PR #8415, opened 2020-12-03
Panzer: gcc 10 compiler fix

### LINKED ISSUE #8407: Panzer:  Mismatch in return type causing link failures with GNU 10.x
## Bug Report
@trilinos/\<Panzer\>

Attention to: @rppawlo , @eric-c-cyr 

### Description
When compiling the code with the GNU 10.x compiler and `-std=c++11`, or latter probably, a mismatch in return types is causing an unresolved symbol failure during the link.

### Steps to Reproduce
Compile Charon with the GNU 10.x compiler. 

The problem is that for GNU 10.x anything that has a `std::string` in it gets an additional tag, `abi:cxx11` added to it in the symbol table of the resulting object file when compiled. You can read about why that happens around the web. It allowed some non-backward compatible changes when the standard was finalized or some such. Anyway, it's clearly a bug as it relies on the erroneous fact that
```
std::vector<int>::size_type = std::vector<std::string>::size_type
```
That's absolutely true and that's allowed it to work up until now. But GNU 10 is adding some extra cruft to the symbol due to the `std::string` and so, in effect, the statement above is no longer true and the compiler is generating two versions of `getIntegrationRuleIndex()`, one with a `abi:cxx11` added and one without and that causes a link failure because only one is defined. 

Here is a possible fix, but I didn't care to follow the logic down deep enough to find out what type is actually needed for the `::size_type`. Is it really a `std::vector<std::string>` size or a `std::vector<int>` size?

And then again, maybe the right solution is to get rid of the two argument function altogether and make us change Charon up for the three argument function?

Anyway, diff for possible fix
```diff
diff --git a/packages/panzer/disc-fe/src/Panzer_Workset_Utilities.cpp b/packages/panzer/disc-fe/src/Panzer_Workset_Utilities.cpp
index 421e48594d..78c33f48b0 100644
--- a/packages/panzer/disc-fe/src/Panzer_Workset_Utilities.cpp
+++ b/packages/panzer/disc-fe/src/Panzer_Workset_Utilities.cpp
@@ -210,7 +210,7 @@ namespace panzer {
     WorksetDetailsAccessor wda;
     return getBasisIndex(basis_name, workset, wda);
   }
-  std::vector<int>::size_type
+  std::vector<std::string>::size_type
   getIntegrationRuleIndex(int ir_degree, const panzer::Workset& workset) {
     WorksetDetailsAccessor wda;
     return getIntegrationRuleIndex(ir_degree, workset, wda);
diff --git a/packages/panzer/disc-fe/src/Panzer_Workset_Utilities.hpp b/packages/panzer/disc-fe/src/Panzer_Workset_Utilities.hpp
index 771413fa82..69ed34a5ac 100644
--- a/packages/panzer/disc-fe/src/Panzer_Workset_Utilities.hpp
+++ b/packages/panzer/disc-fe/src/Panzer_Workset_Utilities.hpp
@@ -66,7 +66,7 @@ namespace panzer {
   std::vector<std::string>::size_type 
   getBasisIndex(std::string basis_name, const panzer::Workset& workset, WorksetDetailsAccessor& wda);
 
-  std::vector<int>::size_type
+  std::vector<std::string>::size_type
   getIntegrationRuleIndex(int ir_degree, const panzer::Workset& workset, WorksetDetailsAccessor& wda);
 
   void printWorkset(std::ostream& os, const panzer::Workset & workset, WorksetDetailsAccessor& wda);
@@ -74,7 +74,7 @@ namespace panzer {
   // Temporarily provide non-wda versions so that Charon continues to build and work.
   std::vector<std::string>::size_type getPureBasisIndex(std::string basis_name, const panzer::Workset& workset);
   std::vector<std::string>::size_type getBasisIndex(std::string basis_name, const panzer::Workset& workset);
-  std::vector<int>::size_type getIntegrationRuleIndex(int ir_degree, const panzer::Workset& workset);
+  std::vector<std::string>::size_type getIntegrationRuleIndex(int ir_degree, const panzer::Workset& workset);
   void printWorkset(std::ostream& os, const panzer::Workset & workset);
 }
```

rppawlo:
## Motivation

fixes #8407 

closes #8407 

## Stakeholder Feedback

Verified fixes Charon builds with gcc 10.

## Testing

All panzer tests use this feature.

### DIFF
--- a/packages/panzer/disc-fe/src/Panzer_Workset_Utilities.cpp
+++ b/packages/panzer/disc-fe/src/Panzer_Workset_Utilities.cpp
◇ ◇ ◇
• _Task to carry out_:
Search the records for the string "printWorkset" and report each line that has it.

• _Problem solution_:
   void printWorkset(std::ostream& os, const panzer::Workset & workset, WorksetDetailsAccessor& wda);
   void printWorkset(std::ostream& os, const panzer::Workset & workset);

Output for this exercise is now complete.